▶ Your assignment
Report the tally of lines in the material below that have the string "guides", with no other output.

* * * * *

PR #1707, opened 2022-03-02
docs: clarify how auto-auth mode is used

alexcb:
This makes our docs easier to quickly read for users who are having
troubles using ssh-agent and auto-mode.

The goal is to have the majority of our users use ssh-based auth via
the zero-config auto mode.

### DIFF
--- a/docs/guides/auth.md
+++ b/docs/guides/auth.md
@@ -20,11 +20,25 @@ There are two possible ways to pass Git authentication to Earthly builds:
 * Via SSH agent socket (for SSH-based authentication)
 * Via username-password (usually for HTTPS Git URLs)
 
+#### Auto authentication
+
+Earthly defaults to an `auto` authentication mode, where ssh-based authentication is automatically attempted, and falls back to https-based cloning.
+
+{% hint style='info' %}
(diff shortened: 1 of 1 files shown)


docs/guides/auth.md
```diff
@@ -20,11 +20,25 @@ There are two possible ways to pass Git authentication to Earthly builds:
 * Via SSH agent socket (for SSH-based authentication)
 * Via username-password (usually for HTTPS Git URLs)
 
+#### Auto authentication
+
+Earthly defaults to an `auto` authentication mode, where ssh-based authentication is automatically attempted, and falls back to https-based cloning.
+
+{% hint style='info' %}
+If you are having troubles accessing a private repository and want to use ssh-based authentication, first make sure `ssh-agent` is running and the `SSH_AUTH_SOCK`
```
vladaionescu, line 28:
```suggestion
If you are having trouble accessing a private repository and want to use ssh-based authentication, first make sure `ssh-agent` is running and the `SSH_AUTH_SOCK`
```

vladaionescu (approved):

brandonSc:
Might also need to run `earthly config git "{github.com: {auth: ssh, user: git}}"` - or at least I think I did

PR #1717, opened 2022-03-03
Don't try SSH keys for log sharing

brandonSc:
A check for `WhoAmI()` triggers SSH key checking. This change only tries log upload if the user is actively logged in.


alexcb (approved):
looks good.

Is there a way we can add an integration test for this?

* * * * *

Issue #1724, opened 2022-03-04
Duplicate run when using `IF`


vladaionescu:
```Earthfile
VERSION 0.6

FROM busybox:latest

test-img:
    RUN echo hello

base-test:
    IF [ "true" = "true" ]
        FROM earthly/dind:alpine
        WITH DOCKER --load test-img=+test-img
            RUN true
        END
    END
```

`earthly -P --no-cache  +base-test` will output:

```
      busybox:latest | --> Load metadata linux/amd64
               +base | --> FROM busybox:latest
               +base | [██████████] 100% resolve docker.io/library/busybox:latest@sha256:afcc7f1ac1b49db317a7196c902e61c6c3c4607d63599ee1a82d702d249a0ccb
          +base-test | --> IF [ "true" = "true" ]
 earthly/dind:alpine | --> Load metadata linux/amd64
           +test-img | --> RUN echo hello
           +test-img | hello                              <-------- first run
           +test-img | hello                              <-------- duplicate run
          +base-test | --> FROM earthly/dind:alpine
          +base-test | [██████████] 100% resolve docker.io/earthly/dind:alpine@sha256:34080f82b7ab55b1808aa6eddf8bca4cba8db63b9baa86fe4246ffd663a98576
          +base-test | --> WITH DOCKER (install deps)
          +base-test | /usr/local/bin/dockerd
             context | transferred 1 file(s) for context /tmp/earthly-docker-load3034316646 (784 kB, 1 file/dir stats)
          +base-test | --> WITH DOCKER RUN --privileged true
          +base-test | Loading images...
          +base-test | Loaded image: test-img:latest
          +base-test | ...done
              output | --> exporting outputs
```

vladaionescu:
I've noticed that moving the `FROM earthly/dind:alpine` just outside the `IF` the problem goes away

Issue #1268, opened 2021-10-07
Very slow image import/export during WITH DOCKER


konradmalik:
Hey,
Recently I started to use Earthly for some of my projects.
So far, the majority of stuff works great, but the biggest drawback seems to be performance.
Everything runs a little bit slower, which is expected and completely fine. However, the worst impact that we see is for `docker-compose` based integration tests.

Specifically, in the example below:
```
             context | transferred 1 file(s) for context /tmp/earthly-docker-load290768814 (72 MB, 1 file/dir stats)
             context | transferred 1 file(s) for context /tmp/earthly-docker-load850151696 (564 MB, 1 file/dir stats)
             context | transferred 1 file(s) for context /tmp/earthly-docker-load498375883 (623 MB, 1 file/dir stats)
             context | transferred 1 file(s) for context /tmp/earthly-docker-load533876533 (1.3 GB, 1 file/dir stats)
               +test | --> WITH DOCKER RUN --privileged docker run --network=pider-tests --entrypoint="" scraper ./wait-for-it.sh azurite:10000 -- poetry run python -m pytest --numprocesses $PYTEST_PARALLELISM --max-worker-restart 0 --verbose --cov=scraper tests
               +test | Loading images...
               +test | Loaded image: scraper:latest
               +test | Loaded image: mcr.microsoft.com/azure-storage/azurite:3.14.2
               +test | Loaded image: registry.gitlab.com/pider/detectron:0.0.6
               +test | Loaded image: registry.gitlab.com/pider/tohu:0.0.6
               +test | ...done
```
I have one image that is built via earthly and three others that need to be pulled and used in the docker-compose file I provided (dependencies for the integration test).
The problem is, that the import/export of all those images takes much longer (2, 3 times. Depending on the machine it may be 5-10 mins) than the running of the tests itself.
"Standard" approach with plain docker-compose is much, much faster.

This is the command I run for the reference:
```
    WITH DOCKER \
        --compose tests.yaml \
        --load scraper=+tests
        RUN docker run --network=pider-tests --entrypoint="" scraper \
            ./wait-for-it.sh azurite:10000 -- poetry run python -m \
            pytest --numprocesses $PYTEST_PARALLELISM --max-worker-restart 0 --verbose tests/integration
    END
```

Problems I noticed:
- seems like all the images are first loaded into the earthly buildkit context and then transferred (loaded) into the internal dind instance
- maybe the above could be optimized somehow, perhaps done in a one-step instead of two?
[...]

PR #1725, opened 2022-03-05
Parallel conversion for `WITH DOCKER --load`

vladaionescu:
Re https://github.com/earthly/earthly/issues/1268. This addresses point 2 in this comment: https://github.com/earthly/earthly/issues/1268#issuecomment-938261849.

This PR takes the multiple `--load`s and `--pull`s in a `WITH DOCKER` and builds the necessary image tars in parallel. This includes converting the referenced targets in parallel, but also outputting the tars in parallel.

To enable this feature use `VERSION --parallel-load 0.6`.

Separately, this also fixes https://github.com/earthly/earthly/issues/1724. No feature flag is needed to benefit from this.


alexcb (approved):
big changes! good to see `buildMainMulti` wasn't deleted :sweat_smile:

* * * * *

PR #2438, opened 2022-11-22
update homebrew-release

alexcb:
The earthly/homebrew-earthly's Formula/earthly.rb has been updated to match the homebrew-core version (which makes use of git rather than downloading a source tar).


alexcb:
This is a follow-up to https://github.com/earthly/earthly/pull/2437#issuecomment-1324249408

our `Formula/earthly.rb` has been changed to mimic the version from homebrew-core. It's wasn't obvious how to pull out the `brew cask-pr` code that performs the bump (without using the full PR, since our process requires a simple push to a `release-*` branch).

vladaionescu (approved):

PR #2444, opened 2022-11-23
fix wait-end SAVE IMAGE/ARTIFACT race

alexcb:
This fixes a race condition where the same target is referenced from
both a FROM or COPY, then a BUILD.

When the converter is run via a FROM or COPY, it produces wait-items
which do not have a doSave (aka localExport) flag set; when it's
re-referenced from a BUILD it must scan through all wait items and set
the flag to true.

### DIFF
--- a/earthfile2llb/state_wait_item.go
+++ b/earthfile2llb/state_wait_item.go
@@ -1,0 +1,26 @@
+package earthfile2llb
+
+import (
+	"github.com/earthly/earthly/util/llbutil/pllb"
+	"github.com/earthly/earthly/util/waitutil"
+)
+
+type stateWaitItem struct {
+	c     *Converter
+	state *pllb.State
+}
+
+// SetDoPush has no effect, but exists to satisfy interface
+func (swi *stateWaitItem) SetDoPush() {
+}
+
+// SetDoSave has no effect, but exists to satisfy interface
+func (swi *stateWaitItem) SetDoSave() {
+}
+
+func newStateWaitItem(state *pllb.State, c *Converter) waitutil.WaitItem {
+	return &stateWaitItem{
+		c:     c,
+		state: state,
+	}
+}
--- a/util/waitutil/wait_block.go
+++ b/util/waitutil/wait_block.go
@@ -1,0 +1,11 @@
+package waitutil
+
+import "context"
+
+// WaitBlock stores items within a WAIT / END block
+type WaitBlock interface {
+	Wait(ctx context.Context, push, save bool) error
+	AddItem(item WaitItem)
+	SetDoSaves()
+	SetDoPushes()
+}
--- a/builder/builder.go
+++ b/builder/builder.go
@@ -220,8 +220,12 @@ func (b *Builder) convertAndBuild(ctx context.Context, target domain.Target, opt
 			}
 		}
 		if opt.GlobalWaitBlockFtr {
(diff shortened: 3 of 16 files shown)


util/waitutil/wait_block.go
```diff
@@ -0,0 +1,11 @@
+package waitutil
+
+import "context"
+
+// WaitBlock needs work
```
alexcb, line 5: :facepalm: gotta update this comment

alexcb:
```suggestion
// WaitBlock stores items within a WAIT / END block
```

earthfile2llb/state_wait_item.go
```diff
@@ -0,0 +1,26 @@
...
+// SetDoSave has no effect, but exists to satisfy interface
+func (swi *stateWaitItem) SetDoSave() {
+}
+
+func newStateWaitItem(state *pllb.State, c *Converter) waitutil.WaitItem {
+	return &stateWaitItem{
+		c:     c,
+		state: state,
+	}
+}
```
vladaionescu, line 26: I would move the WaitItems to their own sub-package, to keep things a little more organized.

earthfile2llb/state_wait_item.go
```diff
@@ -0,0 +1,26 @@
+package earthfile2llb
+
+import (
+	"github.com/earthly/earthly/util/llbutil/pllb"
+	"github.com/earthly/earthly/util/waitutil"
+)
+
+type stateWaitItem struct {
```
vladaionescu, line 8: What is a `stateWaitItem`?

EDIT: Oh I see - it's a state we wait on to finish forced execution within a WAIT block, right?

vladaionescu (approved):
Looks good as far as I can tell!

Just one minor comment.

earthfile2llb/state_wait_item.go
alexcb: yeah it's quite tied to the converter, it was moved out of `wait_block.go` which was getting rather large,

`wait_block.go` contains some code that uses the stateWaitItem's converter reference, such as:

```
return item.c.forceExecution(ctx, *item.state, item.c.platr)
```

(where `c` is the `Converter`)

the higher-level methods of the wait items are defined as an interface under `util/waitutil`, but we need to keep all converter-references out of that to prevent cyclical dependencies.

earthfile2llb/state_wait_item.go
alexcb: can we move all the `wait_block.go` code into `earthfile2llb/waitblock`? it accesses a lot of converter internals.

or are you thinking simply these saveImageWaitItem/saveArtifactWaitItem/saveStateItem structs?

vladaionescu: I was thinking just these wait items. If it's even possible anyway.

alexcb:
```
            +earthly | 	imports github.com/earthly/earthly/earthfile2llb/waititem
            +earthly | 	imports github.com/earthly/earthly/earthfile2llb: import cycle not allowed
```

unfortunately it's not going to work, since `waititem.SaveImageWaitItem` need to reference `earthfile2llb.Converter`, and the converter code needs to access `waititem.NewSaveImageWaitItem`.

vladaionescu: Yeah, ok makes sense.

* * * * *

▶ Task response
3